I had several questions that I was hoping to resolve by getting complete data (more on that later), but the most I could find was a cross-tab with some (not all) of the demographics in the report. This isn’t to pick on this poll, it looks to be well done and you can’t blame them for somebody else possibly reading too much into it. Still, having recently read Steve Wexler’s excellent take on checking uncertainty in data, this seemed like a good place to put it to practice.

Show the code

library(gt)
library(gtExtras)
library(hrbrthemes)
library(tidyverse)

sat_data <- tibble(demo = character(),
       class = character(), 
       n = numeric(), 
       sat = numeric()) %>%
  add_row(demo = 'Total', class = 'Total', n = 1011, sat = 791) %>%
  add_row(demo = 'Gender', class = 'Male', n = 502, sat = 392) %>%
  add_row(demo = 'Gender', class = 'Female', n = 500, sat = 394) %>%
  add_row(demo = 'Race', class = 'White', n = 649, sat = 518) %>%
  add_row(demo = 'Race', class = 'Non-White', n = 334, sat = 253) %>%
  add_row(demo = 'Age', class = '18-34', n = 276, sat = 210) %>%
  add_row(demo = 'Age', class = '35-54', n = 310, sat = 256) %>%
  add_row(demo = 'Age', class = '55+', n = 396, sat = 301) %>%
  add_row(demo = 'Education', class = 'College Grad', n = 374, sat = 317) %>%
  add_row(demo = 'Education', class = 'Some College', n = 279, sat = 212) %>%
  add_row(demo = 'Education', class = 'HS Grad or Less', n = 355, sat = 260) %>%
  add_row(demo = 'Party ID', class = 'Republican', n = 255, sat = 197) %>%
  add_row(demo = 'Party ID', class = 'Independent', n = 461, sat = 346) %>%
  add_row(demo = 'Party ID', class = 'Democrat', n = 273, sat = 230) %>%
  add_row(demo = 'Household Income', class = 'Less Than $50,000', n = 313, sat = 219) %>%
  add_row(demo = 'Household Income', class = '$50,000 - 100,000', n = 322, sat = 247) %>%
  add_row(demo = 'Household Income', class = '$100,000+', n = 278, sat = 247) %>%
  mutate(sat_perc = sat / n)

sat_data %>%
  gt() %>%
  gt_theme_espn() %>%
  fmt_number(columns = c('n', 'sat'), decimals = 0) %>%
  fmt_percent(columns = c('sat_perc'), decimals = 0)

demo	class	n	sat	sat_perc
Total	Total	1,011	791	78%
Gender	Male	502	392	78%
Gender	Female	500	394	79%
Race	White	649	518	80%
Race	Non-White	334	253	76%
Age	18-34	276	210	76%
Age	35-54	310	256	83%
Age	55+	396	301	76%
Education	College Grad	374	317	85%
Education	Some College	279	212	76%
Education	HS Grad or Less	355	260	73%
Party ID	Republican	255	197	77%
Party ID	Independent	461	346	75%
Party ID	Democrat	273	230	84%
Household Income	Less Than $50,000	313	219	70%
Household Income	$50,000 - 100,000	322	247	77%
Household Income	$100,000+	278	247	89%

The smallest group here has a sample size of 273. Surely that’s a big enough number, right?* Let’s calculate the standard error - that is, if we drew another sample of the same size, we’d expect to get a number between x and y. The bars indicate this range, if they overlap, then we’re less sure that our difference is real vs. due to the sample we happened to get.

Show the code

sat_data %>%
  mutate(se = sqrt( (sat_perc * (1 - sat_perc)) / n),
         se_low = sat_perc - (1.96 * se),
         se_high = sat_perc + (1.96 * se)) %>%
  filter(demo != 'Total') %>%
  ggplot(aes(x = sat_perc, y = class))+
  geom_point()+
  geom_errorbar(aes(xmin = se_low, xmax = se_high))+
  theme_ipsum()+
  facet_wrap(demo ~ ., scales = "free_y")+
  xlab('')+
  ylab('')+
  scale_x_continuous(breaks = seq(0.6, 0.96, by = 0.10),
                     labels = scales::percent)

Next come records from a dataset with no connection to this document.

PR #465, opened 2026-06-08
Fix Decide Transform default hotkey

### LINKED ISSUE #453: [Feedback] ⌥3 is not a great choice for the default transform hotkey as it is needed for # ...
## Message

⌥3 is not a great choice for the default transform hotkey as it is needed for # on MBP. (I’ve reset to ^⌥3 which might be a better starting point for the transforms)

## System Info

| Field | Value |
|-------|-------|
| App Version | 0.6.21 (20260607023821) |
| Git Commit | `3c7f3d8f82ce` |
| macOS | 26.5.1 |
| Chip | Apple M3 Max |

---

moona3k:
## Summary
- change the built-in Decide Transform default from `Option-3` to `Control-Option-3`
- migrate existing built-in Decide rows still using the old default while preserving cleared/custom shortcuts
- update current-facing Transform docs/spec copy and regression coverage

## Root Cause
`Option-3` is needed for `#` on some MacBook keyboard layouts, so using it as a global default Transform hotkey steals a normal typing chord.

## Verification
- `git diff --check`
- `swift test --filter KeyboardShortcutTests --filter PromptRepositoryTests --filter TransformsViewModelTests`
- `swift test`

Closes #453


moona3k:
Addressed Greptile’s doc-comment finding in 3f0824292. Re-ran `git diff --check`, the focused shortcut/repository/view-model tests, and the full local `swift test` suite on the updated head.

PR #472, opened 2026-06-09
URL card: name matched platform + enrich link-failure detail + platform telemetry

moona3k:
**Review pass for two changes already on `main`** (`bc64a2ed3`, `c8b84256d`). Base is pinned just before them so the diff is reviewable. Findings will be addressed fix-forward on `main`; this PR won't merge into `main`.

## 1. Dynamic URL-card title (`bc64a2ed3`)
The Transcribe card + floating input panel headings now name the recognized platform ("Transcribe TikTok" / "Transcribe Vimeo" / …) instead of a static "Transcribe YouTube & more", so glyph + title + caption move together. Falls back to the generic title while idle / on an unrecognized link. Cross-fades to match each surface's existing glyph animation.

## 2. Richer link-failure diagnostic (`bc64a2ed3`)
A failed URL download now produces a copyable block (`errorDetail`) carrying the source link + app/macOS/chip, distinct from the telemetry-classified `errorMessage` (so the URL never enters telemetry). URL lane only; file/batch failures keep the headline.

## 3. `platform` telemetry sub-dimension (`c8b84256d`)
Adds an additive `platform` prop (youtube · x · vimeo · … · apple_podcasts · … · other) on the `transcription_operation` event, sourced from `MediaPlatform.recognize()`, without renaming `source` (no historical-series break). Set on the two URL lanes; absent on file/meeting. Non-identifying enum only — never the raw host.

## Tests
Full suite green (build clean). New: URL-failure diagnostic format + file-failure-leaves-nil; telemetry platform serialization + file-source-omits-platform + enum bucketing (apple_podcasts snake_case, nil → other).


moona3k:
All review feedback addressed (pushed to `main` + this branch):

- **🔴 Stale `errorDetail` (Gemini, HIGH)** — fixed exactly as suggested: `errorMessage` now has a `didSet { errorDetail = nil }`, centralizing the invariant so any headline change drops a diagnostic built for a prior failure (covers the `unsupportedDropMessage`, deletion, and missing-config paths). Removed the now-redundant explicit clears. Added a regression test: a URL failure followed by an unsupported-file drop leaves `errorDetail == nil`. (`8a3e3a4fb`)
- **🟡 `urlCardTitle` / `headerTitle` → `LocalizedStringKey` (Gemini, MEDIUM ×2)** — done. The original static title was a string literal (localizable); the computed `String` had regressed that. (`7d9625020`)
- **🟡 Panel title animation keyed on `headerTitle` (Greptile, P2)** — done; now matches `TranscribeView` and is the more direct signal for `contentTransition`. (`7d9625020`)

Full suite green, build clean. (Note: these changes already shipped to `main`; this PR is the review gate, so it won't merge into `main`.)

moona3k:
@greptileai review — all four findings (stale errorDetail HIGH, LocalizedStringKey ×2, animation keying P2) addressed in 8a3e3a4fb + 7d9625020. Please re-review the updated branch.

moona3k:
Addressed in `8e45afd34`: both title animations now key on the `MediaPlatform?` enum (`recognizedURLPlatform` / `draftPlatform`) rather than the `LocalizedStringKey` title.

Minor note for the record: it actually compiles fine as-is — `LocalizedStringKey` *does* conform to `Equatable` (the build was green) — so it wasn't a compiler error. But the suggestion is the right call regardless: the enum is a reliable change-signal (LSK equality is opaque/interpolated), and keying both surfaces on the platform also resolves the earlier consistency note (Greptile P2) and keeps the panel title in sync with its glyph.

/gemini review

moona3k:
Final cleanup pushed (`efed51ae8`): the two new error-diagnostic tests now use the file's `waitUntil { !self.viewModel.isTranscribing }` helper instead of a fixed `Task.sleep` — deterministic and ~0.03s vs 200ms each. That closes the last two re-review nits.

Net state: Greptile **5/5** on the latest commit, all inline findings across both bots addressed (stale-`errorDetail` → `setError`/`clearError` choke point, `LocalizedStringKey` titles, enum-keyed animations, `waitUntil` tests). Full suite green. All changes are live on `main`.

moona3k:
Closing this review gate — its purpose is served. Greptile **5/5**, all findings from both bots addressed, and every commit is already live on `main` (`efed51ae8`). This PR's base was a throwaway pin before the batch, so there's nothing to merge into `main`. Deleting the temporary `review*/url-card-platform` branches.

We see that both college grads and those making over $100K report higher satisfaction*. This is where the cross-tab lets us down, though. It’s reasonable to assume that most (not all, but most) making over $100K are also college grads. If we were building a model on this, we’d test the relationship and either only keep one or use an interaction term, i.e. measure satisfaction for each combination of education and income. Political party shows clear separation between Independents and Democrats, but everything else has overlap.

*This of course assumes that we have a representative sample. Their methodology seems sound - random calls spread across the country - but you should always check how people were polled. If they opted in to an online poll on a partisan website, you can bet the results will be skewed.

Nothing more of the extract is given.